• _ASSIGNED TASK_: Every line of the material that includes the word "adds" is to be shown.

....................

PR #5218, opened 2024-01-09
✨Computational backend: add helpful tracing log

sanderegg:
## What do these changes do?
This PR adds some tracing logs that might prove useful when looking at computational jobs after they were run and the cluster was terminated.

Bonus:
- adds retry mechanism in e2e playwright tests to retry giving access to services

## Dev Checklist


GitHK (approved):

matusdrobuliak66 (approved):
:+1:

....................

• _PROBLEM SOLUTION_:
This PR adds some tracing logs that might prove useful when looking at computational jobs after they were run and the cluster was terminated.
- adds retry mechanism in e2e playwright tests to retry giving access to services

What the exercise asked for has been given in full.